合并两个数组

#include <iostream>

using namespace std;

int sortedInsert(int A[],int lenA,int B[],int lenB)

{

    if(B == NULL)

        return lenA;

    int len = lenA + lenB;

    int indexNew = len-1;

    int indexA = lenA-1;

    int indexB = lenB-1;

    while( indexA>=0 && indexB>=0 )

    {

        if(A[indexA] > B[indexB])

        {

            A[indexNew] = A[indexA--];

            

        }else{

            A[indexNew] = B[indexB--];    

        }

    //    printf("%d \n",A[indexNew]);

        //printf("here lenA = %d,lenB = %d\n",indexA,indexB) ;

        indexNew --;

    }

    //下面处理剩余的那部分;

    //printf("here lenA = %d,lenB = %d\n",indexA,indexB) ;

    while(indexA>=0)

    {

        //

        A[indexNew] = A[indexA];

        //printf("%d ",A[indexNew]);

        indexNew--; indexA -- ;

    } 

    //printf("OK");

    while(indexB>=0)

    {

        

        A[indexNew] = B[indexB];

        //printf("%d ",A[indexNew]);

        indexNew--; indexB -- ;

    } 

    return lenA+lenB;

}

int intCmp(int * A ,int lenA,int * expected ,int lenExpected)

{

    if(lenA != lenExpected)

        return -1;

    for(int i = 0;i<lenA;i++)

        if(A[i]!=expected[i])

        {

            //printf("%d %d %d\n",i,A[i],expected[i]);

            return -1;

        }

    return 0;

}

void test(char * testNumber,int *A,int lenA,int *B,int lenB,int* expected,int lenExpected)

{

    lenA = sortedInsert(A,lenA,B,lenB);

    printf("%s ",testNumber); 

    if(intCmp(A,lenA,expected,lenExpected) == 0 )

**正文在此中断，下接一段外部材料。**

PR #6207, opened 2017-12-29
Initial spike for dumping a profile

samccone:
Add the ability to dump a profile from the profiling plugin.

For now this dumps to events.log but this is very much only a spike

### DIFF
--- a/lib/debug/ProfilingPlugin.js
+++ b/lib/debug/ProfilingPlugin.js
@@ -1,4 +1,9 @@
+const fs = require('fs');
 const chalk = require("chalk");
+const Trace = require('trace-event').Tracer;
+let trace = new Trace();
+
+trace.pipe(fs.createWriteStream("events.log"));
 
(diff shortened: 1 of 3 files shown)


samccone:
:wave: @TheLarkInn :)

TheLarkInn:
Thanks a shitton Sam.

TheLarkInn:
I'll fix the string quote stuff and hook up the schema and everything else.

TheLarkInn:
Actually now that I think about it, @samccone what are the typical steps for this to be setup with node --inspect and profiling. Is this recorded to "just work" in node debugger?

        printf("passed\n");

    else

        printf("failed\n");

}

void test1()//B插在A的后头; 

{

    int A[100]={1,3,5,7,9};

    int B[]={2,4,6,8};

    //sortedInsert(A,5,B,4);

    int expected[]={1,2,3,4,5,6,7,8,9};

    test("test1",A,5,B,sizeof(B)/sizeof(int),expected,sizeof(expected)/sizeof(int));

} 

void test2()//B要插在A的前头; 

{

    int A[100]={6,7,8,9};

    int B[]={1,2,3,4,5};

    //sortedInsert(A,5,B,4);

    int expected[]={1,2,3,4,5,6,7,8,9};

    test("test2",A,4,B,sizeof(B)/sizeof(int),expected,sizeof(expected)/sizeof(int));

} 

void test3()//A没有内容 

{

    int A[100]={};

    int B[]={1,3,5,7,9};

    //sortedInsert(A,5,B,4);

    int expected[]={1,3,5,7,9};

    test("test3",A,0,B,sizeof(B)/sizeof(int),expected,sizeof(expected)/sizeof(int));

} 

void test4()//B没有内容 

{

    int A[100]={1,3,5,7,9};

    int B[]={};

    //sortedInsert(A,5,B,4);

    int expected[]={1,3,5,7,9};

    test("test4",A,5,B,sizeof(B)/sizeof(int),expected,sizeof(expected)/sizeof(int));

}  

void test5()//A,B都没有内容 

{

    int A[100]={};

    int B[]={};

    //sortedInsert(A,5,B,4);

    int expected[]={};

    test("test5",A,0,B,sizeof(B)/sizeof(int),expected,sizeof(expected)/sizeof(int));

} 

void test6()//B为空指针 

{

    int A[100]={1,3,5,7,9};

    int * B = NULL; 

    //sortedInsert(A,5,B,4);

    int expected[]={1,3,5,7,9};

    test("test6",A,5,B,sizeof(B)/sizeof(int),expected,sizeof(expected)/sizeof(int));

} 

int main()

{

    test1();

    test2();

    test3();

    test4();

    test5();

    test6();

    return 0;

}

 

 合并两个数组（包括字符串）时，如果从前往后复制每个数字（或字符）需要重复移动数字(或字符)多次，那么我们可以考虑从后往前复制，这样就能减少移动的次数，从而提高效率。